Редко кого из детей в наших семьях баловали лаской, и эту ласку я принимал от Паруши как дорогой подарок. Эта милая и строгая старуха осталась в моей памяти как женщина большой души.
Семья у нее была работящая, веселая. Сыновья - Терентий и Алексей - ходили чисто, во всем фабричном, как зажиточные. На самом деле жили они не богаче нас. Но Паруша, всегда опрятная, чистоплотная, и дома одевалась приглядно, а в избе грязи не допускала. Ни телят, ни ягнят зимой в избе не держала, а помещала их в предбаннике, баня же у нее была белая, не курная. Сыновья женились по любви, и Паруша приняла невесток ласково, с ободряющей шуткой.

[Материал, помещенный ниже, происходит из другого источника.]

PR #19, opened 2018-06-06
Load articles content from the output of tlfp

davidbgk:
You need to use the `parse-texte URL > tlfp-output.json` command from https://github.com/regardscitoyens/the-law-factory-parser/pull/77 to generate the output that can be loaded through the visionneuse.

### DIFF
--- a/test.sh
+++ b/test.sh
@@ -1,0 +1,62 @@
+#!/bin/bash -e
+
+GREEN='\033[0;32m'
+YELLOW='\033[0;33m'
+NC='\033[0m'
+
+message() {
+    echo
+    echo -e "${GREEN}>>> $1${NC}"
+}
+
+VENVS=/tmp/zamtest/virtualenvs
+mkdir -p "$VENVS"
+
+OUTPUT=/tmp/zamtest/output
+mkdir -p "$OUTPUT"
+
+message "Installation de l'aspirateur"
+[[ ! -d "$VENVS/aspirateur" ]] && python3 -m venv "$VENVS/aspirateur"
+pushd aspirateur > /dev/null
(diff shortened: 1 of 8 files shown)


test.sh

Терентий и Алексей были погодки и выбрали невест одновременно. Это было целое событие в деревне: ни у кого в памяти не было, чтобы сразу обоих сыновей женить да еще без всяких кладок, словно невест на улице подобрали.
Обе девки были дочери бобылок и работали на барщине поденно. Одна - Лёсынка - была маленькая, прыткая, разудалая, с задорным курносым личиком, певунья на все село и работница расторопная. Другая - Малаша - смирная, молчаливая, послушная, похожая на скитницу. Лёсынку выбрал Алексей, а Малашу - Терентий. Однажды вечером, после ужина, они оба поклонились матери в ноги и наперебой попросили у нее благословения на брак.